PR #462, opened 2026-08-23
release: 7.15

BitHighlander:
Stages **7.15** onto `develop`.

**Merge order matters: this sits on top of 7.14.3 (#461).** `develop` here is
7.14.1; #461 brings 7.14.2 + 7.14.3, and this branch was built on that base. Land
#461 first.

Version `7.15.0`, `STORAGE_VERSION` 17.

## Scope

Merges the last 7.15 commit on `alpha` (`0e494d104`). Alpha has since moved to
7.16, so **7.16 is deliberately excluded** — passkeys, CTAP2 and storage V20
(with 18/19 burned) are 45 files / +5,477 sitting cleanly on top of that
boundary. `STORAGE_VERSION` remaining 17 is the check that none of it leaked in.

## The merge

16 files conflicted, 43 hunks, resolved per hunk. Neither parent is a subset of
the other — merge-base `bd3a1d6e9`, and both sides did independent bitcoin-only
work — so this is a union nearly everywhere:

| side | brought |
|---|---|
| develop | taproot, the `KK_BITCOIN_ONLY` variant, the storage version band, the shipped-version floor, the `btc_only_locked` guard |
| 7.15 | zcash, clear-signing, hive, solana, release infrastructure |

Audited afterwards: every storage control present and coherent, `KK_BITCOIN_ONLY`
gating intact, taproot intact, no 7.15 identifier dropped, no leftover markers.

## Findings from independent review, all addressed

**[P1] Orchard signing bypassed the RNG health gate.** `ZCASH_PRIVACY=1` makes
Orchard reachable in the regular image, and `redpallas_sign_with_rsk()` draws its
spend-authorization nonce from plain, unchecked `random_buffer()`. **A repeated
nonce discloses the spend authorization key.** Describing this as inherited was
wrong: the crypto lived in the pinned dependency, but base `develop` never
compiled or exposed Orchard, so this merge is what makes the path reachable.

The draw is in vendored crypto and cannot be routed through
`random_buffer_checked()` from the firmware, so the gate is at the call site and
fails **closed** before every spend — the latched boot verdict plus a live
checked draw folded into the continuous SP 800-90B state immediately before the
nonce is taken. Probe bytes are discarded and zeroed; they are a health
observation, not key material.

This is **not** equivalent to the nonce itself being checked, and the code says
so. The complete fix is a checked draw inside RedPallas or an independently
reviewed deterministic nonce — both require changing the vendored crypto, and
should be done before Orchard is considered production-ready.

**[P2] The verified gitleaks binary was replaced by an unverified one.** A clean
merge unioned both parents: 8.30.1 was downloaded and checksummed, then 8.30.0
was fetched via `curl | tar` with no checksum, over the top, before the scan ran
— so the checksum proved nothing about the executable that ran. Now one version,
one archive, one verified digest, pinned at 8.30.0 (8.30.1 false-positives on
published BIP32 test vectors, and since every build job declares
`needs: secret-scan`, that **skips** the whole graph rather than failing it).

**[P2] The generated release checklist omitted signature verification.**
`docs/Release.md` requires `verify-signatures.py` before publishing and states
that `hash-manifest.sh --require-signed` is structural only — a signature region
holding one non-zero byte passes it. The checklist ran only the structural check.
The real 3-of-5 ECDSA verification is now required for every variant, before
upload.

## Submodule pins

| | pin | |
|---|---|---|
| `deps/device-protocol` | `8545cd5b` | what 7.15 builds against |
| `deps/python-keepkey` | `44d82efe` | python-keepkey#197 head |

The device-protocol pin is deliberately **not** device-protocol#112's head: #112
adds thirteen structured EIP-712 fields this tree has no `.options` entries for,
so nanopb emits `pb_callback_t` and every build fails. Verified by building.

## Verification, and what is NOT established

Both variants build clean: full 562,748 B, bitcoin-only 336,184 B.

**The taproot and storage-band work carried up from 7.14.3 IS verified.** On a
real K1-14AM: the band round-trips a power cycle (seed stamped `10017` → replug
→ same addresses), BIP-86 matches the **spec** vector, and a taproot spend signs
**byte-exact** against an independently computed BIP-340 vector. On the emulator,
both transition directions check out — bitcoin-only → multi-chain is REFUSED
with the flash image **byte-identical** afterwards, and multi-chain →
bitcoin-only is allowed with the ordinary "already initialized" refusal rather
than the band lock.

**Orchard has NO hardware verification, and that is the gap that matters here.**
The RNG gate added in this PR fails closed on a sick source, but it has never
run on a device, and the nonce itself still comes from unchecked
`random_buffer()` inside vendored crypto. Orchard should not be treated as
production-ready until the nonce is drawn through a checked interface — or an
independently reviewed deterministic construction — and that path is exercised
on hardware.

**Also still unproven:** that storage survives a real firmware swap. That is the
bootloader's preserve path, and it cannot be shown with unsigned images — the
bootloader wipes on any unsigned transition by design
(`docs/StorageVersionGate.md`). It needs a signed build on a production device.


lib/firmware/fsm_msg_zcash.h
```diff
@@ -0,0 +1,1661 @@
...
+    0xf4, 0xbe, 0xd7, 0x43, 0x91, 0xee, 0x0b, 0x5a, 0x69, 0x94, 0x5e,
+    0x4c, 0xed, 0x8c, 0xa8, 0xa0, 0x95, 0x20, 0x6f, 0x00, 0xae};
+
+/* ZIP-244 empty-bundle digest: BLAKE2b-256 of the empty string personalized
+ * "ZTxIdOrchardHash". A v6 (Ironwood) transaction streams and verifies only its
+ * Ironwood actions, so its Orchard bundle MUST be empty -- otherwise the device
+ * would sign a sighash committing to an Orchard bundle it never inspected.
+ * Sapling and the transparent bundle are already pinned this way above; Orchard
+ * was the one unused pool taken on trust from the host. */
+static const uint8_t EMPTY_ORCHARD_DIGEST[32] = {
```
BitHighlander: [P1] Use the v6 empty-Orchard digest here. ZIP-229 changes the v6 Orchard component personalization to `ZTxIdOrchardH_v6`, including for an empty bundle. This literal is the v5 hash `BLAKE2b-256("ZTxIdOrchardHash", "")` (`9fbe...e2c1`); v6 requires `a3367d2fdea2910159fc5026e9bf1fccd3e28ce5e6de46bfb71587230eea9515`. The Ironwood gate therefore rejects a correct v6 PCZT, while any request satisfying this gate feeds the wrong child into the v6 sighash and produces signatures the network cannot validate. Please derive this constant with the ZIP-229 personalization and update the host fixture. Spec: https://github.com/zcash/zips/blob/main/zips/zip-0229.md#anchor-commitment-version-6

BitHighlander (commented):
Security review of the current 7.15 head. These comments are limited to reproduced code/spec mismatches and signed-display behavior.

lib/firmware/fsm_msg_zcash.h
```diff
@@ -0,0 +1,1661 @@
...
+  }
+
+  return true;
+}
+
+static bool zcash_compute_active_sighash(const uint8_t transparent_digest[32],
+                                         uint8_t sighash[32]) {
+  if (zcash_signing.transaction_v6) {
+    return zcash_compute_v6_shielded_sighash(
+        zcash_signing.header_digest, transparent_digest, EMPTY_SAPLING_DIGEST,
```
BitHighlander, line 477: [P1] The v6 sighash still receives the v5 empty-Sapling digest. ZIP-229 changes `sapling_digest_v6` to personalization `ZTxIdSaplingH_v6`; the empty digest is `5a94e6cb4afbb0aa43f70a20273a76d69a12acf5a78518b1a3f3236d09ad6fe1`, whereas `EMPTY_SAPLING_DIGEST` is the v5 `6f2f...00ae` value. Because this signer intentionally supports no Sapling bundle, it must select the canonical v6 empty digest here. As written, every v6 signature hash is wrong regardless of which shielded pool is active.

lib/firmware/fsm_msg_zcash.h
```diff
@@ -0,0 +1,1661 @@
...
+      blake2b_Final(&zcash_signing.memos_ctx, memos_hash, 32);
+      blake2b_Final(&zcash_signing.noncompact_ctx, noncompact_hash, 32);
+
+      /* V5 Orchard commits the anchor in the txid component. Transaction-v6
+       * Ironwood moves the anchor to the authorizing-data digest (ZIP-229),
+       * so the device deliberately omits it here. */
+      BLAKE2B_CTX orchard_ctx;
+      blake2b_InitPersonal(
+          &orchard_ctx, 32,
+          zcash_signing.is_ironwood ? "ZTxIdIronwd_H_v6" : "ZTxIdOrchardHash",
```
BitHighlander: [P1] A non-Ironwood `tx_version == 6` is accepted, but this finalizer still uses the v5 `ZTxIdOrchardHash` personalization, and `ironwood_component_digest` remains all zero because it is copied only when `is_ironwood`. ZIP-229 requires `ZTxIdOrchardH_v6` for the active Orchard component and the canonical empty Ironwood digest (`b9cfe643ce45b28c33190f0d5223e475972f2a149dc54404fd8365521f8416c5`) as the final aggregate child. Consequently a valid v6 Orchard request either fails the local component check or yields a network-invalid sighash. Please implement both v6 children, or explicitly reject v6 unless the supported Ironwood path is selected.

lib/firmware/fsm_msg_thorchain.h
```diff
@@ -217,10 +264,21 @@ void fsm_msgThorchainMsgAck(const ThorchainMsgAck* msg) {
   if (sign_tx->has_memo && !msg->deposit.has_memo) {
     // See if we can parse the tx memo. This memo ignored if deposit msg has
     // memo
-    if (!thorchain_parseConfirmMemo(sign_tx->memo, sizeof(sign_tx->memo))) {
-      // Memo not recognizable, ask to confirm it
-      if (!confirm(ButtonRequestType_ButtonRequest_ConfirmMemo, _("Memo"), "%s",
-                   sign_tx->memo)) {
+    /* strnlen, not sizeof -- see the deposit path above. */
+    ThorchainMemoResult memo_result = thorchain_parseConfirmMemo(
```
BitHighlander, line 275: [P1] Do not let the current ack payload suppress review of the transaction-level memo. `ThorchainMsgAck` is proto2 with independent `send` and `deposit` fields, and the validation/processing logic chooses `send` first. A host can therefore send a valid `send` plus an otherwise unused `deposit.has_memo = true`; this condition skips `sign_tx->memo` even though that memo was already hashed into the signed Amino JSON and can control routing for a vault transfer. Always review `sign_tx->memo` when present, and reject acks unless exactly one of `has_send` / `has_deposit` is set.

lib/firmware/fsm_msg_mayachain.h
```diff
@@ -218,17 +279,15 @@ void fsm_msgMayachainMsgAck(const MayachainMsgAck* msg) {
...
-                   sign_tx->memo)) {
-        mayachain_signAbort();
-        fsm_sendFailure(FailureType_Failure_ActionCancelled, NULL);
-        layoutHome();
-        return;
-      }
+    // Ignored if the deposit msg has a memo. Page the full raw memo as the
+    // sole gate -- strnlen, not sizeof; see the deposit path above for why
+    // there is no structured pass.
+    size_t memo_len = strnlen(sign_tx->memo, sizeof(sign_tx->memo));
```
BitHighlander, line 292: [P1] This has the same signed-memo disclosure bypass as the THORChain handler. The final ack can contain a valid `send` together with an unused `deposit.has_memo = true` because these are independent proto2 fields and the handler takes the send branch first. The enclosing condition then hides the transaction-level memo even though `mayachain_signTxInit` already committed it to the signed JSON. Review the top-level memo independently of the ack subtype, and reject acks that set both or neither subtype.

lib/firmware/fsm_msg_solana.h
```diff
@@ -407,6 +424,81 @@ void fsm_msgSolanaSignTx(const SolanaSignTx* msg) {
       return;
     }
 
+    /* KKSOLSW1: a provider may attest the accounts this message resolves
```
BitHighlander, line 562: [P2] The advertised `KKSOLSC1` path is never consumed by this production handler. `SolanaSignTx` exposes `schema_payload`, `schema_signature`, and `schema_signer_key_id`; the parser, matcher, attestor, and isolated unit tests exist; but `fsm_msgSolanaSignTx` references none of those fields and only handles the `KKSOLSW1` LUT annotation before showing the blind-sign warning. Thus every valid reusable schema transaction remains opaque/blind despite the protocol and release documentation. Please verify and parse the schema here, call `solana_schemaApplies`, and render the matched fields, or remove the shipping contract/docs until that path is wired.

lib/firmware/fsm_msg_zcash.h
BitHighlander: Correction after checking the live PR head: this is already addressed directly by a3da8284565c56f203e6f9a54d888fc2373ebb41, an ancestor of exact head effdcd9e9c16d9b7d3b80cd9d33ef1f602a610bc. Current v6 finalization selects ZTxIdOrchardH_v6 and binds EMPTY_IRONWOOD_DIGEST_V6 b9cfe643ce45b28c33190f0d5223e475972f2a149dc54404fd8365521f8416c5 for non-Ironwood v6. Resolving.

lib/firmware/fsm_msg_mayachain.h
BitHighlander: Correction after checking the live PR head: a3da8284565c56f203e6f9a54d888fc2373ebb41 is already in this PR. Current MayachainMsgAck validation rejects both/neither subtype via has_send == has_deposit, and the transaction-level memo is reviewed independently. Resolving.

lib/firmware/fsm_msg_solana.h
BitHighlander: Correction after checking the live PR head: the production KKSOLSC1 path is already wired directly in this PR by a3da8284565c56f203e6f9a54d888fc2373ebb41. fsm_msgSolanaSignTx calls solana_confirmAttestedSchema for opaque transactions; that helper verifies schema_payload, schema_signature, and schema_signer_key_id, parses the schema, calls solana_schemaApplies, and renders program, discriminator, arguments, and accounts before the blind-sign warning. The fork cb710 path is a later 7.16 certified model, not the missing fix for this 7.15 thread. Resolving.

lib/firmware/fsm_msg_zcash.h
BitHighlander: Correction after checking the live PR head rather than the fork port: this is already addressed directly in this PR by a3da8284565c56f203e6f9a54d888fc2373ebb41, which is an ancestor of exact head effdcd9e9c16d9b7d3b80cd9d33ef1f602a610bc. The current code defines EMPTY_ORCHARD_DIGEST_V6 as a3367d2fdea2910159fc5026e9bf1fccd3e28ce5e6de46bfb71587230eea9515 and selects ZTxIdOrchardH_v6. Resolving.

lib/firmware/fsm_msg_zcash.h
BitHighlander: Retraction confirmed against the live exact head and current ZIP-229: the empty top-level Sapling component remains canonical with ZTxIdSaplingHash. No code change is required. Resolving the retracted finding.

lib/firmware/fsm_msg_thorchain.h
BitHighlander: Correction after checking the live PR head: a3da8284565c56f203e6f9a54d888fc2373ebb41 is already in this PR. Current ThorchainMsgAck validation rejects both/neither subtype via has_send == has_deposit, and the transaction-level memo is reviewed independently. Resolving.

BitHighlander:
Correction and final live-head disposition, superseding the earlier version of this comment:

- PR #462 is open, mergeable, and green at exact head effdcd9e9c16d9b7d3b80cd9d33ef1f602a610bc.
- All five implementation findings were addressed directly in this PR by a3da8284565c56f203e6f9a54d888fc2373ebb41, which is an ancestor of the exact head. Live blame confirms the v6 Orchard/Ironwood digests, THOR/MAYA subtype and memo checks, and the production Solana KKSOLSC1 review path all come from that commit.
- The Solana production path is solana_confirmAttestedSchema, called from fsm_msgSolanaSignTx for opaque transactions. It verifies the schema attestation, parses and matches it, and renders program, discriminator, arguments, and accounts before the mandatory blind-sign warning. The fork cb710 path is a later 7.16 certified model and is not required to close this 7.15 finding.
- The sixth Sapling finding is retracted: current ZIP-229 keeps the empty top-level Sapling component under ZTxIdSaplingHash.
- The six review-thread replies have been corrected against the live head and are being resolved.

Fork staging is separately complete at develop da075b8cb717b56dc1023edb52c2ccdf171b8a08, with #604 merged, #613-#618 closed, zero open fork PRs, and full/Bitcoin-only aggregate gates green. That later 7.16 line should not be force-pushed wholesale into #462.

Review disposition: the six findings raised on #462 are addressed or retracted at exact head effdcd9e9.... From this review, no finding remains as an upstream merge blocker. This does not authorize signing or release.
==
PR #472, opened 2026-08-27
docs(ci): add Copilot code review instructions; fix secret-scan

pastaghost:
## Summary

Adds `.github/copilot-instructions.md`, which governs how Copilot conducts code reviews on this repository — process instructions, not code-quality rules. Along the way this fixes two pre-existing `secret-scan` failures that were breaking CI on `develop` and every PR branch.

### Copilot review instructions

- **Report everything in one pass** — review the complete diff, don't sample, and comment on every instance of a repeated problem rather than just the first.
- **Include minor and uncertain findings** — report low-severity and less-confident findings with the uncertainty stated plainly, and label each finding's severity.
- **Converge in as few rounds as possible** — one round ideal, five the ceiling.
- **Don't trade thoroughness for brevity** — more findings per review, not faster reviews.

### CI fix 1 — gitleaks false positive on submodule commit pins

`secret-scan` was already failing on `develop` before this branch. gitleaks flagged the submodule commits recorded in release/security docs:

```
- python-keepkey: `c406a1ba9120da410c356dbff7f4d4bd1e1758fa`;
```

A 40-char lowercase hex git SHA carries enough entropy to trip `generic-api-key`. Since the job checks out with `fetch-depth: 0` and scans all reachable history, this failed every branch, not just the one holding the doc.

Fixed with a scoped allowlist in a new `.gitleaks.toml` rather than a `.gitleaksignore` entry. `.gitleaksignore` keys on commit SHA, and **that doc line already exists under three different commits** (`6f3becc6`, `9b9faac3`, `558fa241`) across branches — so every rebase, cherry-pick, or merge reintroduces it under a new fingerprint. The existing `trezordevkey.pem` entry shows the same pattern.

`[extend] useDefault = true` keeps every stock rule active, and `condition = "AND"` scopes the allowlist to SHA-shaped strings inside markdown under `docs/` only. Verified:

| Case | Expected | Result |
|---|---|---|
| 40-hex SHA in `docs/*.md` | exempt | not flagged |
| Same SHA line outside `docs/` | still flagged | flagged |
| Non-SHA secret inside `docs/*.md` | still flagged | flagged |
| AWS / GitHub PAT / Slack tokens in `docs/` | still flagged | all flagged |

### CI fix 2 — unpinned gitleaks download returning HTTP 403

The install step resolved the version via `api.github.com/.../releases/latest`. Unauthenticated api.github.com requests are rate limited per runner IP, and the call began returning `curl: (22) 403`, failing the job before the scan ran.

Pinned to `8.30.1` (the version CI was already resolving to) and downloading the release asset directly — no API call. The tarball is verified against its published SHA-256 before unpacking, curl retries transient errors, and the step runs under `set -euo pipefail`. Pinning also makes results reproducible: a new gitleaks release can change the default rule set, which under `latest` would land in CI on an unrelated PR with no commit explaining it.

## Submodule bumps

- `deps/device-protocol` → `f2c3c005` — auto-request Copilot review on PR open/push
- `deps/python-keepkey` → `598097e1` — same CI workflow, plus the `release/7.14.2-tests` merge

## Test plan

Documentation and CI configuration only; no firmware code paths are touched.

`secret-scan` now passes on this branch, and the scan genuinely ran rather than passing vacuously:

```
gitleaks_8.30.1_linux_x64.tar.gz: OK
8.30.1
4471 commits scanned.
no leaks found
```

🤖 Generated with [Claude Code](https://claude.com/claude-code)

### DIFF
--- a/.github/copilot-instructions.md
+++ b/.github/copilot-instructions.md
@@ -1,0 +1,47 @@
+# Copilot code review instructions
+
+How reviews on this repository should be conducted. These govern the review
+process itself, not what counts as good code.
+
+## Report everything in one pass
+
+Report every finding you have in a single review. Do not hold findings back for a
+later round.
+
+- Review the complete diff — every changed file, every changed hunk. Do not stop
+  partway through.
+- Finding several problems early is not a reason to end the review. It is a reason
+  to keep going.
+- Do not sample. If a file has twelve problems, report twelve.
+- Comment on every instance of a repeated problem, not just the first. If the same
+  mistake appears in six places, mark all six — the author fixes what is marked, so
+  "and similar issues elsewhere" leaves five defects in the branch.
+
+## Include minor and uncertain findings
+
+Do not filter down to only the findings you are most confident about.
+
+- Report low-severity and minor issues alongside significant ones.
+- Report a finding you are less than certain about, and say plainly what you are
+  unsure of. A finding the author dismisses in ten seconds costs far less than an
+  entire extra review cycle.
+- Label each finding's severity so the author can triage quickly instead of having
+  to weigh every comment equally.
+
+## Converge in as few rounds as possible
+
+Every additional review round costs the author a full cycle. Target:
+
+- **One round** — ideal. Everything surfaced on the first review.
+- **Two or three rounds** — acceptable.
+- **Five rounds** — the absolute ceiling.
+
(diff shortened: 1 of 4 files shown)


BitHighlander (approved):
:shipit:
==
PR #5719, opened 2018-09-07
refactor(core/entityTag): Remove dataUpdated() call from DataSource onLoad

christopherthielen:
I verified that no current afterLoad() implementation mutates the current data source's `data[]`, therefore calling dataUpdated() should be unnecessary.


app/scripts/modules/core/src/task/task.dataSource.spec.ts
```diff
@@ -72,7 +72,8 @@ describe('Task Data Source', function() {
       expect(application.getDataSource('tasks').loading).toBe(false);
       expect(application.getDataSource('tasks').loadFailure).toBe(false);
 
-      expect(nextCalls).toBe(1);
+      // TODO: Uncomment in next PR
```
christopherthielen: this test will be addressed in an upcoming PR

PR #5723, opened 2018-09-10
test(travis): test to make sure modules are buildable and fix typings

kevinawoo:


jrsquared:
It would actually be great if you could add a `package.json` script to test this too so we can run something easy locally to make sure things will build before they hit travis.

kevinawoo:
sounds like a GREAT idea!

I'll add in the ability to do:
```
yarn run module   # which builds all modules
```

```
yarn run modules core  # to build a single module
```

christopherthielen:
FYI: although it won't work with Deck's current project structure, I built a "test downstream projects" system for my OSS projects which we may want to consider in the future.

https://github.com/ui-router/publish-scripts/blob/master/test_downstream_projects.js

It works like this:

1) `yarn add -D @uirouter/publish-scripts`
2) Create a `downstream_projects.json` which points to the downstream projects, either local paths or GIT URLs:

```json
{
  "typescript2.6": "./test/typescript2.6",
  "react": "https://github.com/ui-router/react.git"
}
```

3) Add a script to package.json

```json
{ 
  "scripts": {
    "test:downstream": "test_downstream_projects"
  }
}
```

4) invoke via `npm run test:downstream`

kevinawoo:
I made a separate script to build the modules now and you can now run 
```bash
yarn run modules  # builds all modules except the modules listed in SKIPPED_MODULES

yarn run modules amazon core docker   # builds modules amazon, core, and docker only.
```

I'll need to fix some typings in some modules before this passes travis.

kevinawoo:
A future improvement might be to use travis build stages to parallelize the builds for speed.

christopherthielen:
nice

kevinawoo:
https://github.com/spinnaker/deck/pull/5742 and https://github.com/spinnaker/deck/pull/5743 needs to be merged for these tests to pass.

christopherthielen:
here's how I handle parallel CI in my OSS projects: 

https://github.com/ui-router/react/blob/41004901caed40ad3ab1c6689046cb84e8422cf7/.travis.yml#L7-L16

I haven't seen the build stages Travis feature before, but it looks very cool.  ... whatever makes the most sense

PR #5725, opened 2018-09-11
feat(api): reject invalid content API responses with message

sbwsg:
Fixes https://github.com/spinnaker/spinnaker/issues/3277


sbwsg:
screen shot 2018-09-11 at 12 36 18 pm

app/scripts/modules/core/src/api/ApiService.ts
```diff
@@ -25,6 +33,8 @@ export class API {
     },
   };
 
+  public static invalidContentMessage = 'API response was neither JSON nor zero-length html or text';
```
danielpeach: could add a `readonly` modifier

> [Exercise goal]
Everything in the material above from the line that has "that matters here.**" through the line that has "Security review of" must be duplicated exactly, with no other lines given.

> [Exercise response]
**Orchard has NO hardware verification, and that is the gap that matters here.**
The RNG gate added in this PR fails closed on a sick source, but it has never
run on a device, and the nonce itself still comes from unchecked
`random_buffer()` inside vendored crypto. Orchard should not be treated as
production-ready until the nonce is drawn through a checked interface — or an
independently reviewed deterministic construction — and that path is exercised
on hardware.

**Also still unproven:** that storage survives a real firmware swap. That is the
bootloader's preserve path, and it cannot be shown with unsigned images — the
bootloader wipes on any unsigned transition by design
(`docs/StorageVersionGate.md`). It needs a signed build on a production device.


lib/firmware/fsm_msg_zcash.h
```diff
@@ -0,0 +1,1661 @@
...
+    0xf4, 0xbe, 0xd7, 0x43, 0x91, 0xee, 0x0b, 0x5a, 0x69, 0x94, 0x5e,
+    0x4c, 0xed, 0x8c, 0xa8, 0xa0, 0x95, 0x20, 0x6f, 0x00, 0xae};
+
+/* ZIP-244 empty-bundle digest: BLAKE2b-256 of the empty string personalized
+ * "ZTxIdOrchardHash". A v6 (Ironwood) transaction streams and verifies only its
+ * Ironwood actions, so its Orchard bundle MUST be empty -- otherwise the device
+ * would sign a sighash committing to an Orchard bundle it never inspected.
+ * Sapling and the transparent bundle are already pinned this way above; Orchard
+ * was the one unused pool taken on trust from the host. */
+static const uint8_t EMPTY_ORCHARD_DIGEST[32] = {
```
BitHighlander: [P1] Use the v6 empty-Orchard digest here. ZIP-229 changes the v6 Orchard component personalization to `ZTxIdOrchardH_v6`, including for an empty bundle. This literal is the v5 hash `BLAKE2b-256("ZTxIdOrchardHash", "")` (`9fbe...e2c1`); v6 requires `a3367d2fdea2910159fc5026e9bf1fccd3e28ce5e6de46bfb71587230eea9515`. The Ironwood gate therefore rejects a correct v6 PCZT, while any request satisfying this gate feeds the wrong child into the v6 sighash and produces signatures the network cannot validate. Please derive this constant with the ZIP-229 personalization and update the host fixture. Spec: https://github.com/zcash/zips/blob/main/zips/zip-0229.md#anchor-commitment-version-6

BitHighlander (commented):
Security review of the current 7.15 head. These comments are limited to reproduced code/spec mismatches and signed-display behavior.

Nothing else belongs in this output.